Skip to main content

Convert File Encoding with iconv

·2 mins

Some systems still export files in legacy character encodings. My bank, for instance, exports transaction CSVs in CP1250 (a Central European Windows encoding), which causes garbled characters when I try to import them into my UTF-8 based tooling.

The Command #

iconv -f CP1250 -t UTF-8 < input.csv > output.csv

That’s it.

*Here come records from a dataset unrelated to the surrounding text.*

PR #104, opened 2023-07-21
Improve guardian ui boot experience

### LINKED ISSUE #34: Guardian: Reset Setup State
We should look to clear or reset `SetupState`  persisted in local storage once the guardian UI transition from setup mode to Admin dashboard experience

okjodom:
Simplifies application state management in Setup and admin UIs with the results that:
- Setup UI has a perceived faster load since we establish socket connections earlier when booting the app.
  - On boot, we always check latest server state to determine experience flow into Setup vs Admin UI
- Guardians can smoothly navigate back and forth, and reload the pages at every single step of setup UI
- On transition to Admin experience, we clear all setup-state persisted in local storage

fixes #34

### DIFF
--- a/apps/guardian-ui/src/AppContext.tsx
+++ b/apps/guardian-ui/src/AppContext.tsx
@@ -7,50 +7,20 @@ import React, {
 } from 'react';
 import { GuardianApi } from './GuardianApi';
 import { formatApiErrorMessage } from './utils/api';
+import { ServerStatus } from './types';
 
-const LOCAL_STORAGE_KEY = 'guardian-ui-state';
-
-function makeInitialState(loadFromStorage = true): AppState {
-  let storageState: Partial<AppState> = {};
-  if (loadFromStorage) {
-    try {
-      const storageJson = localStorage.getItem(LOCAL_STORAGE_KEY);
-      if (storageJson) {
-        storageState = JSON.parse(storageJson);
-      }
-    } catch (err) {
-      console.warn('Encountered error while fetching storage state', err);
-    }
-  }
-
-  return {
-    experience: 'Setup',
-    ...storageState,
-  };
-}
-
-const initialState = makeInitialState();
-
-interface AppState {
-  experience: 'Setup' | 'Admin';
-}
-
-interface ApiState {
-  connected: boolean;
-  error: string;
-}
+type status = 'Loading' | 'Setup' | 'Admin' | 'Error';
 
 export interface AppContextValue {
   api: GuardianApi;
-  apiState: ApiState;
-  appState: AppState;
+  appState: status;
+  appError?: string;
   transitionToAdmin: () => void;
 }
 
 export const AppContext = createContext<AppContextValue>({
   api: new GuardianApi(),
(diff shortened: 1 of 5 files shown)


apps/guardian-ui/src/setup/SetupContext.tsx
```diff
@@ -229,6 +220,13 @@ export const SetupContextProvider: React.FC<SetupContextProviderProps> = ({
         configGenParams: state.configGenParams,
       })
     );
+
+    return () => {
+      // Clear local storage on setup complete.
+      // This happens when we transition to admin experience.
+      state.progress === SetupProgress.SetupComplete &&
+        localStorage.removeItem(LOCAL_STORAGE_SETUP_KEY);
+    };
```
wbobeirne, line 229: Do we want this in the useEffect teardown function? Seems to me like the useEffect should be an `if / else`:

```ts
if (state.progress === SetupProgress.SetupComplete) {
  localStorage.removeItem(...)
} else {
  localStorage.setItem(...)
}
```

apps/guardian-ui/src/AppContext.tsx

The file is now UTF-8 encoded and ready for processing.

Breaking It Down #

  • -f CP1250 - the source encoding (what the file currently is)
  • -t UTF-8 - the target encoding (what you want)
  • < input.csv - read from the original file
  • > output.csv - write to a new file

Common Encodings You Might Encounter #

EncodingWhere You’ll See It
CP1250Central European Windows (Polish, Czech, Hungarian)
CP1252Western European Windows
ISO-8859-1Latin-1, older Western European systems
ISO-8859-2Latin-2, Central European
UTF-16Windows Unicode files, some APIs

Useful Variations #

List all available encodings:

iconv -l

Detect the encoding of a file (requires file command):

file -i input.csv

Convert in place using a temp file:

iconv -f CP1250 -t UTF-8 input.csv > input_utf8.csv && mv input_utf8.csv input.csv

Why This Happens #

UTF-8 has become the universal standard, but legacy systems - especially in banking, government, and enterprise software - often still use regional encodings from the Windows era. CP1250 was the default for Central European Windows installations, so many Polish and Czech systems still export in this format.

When you see garbled characters like Ĺ› instead of ś or Ă³ instead of ó, you’re likely looking at a CP1250 file being interpreted as UTF-8.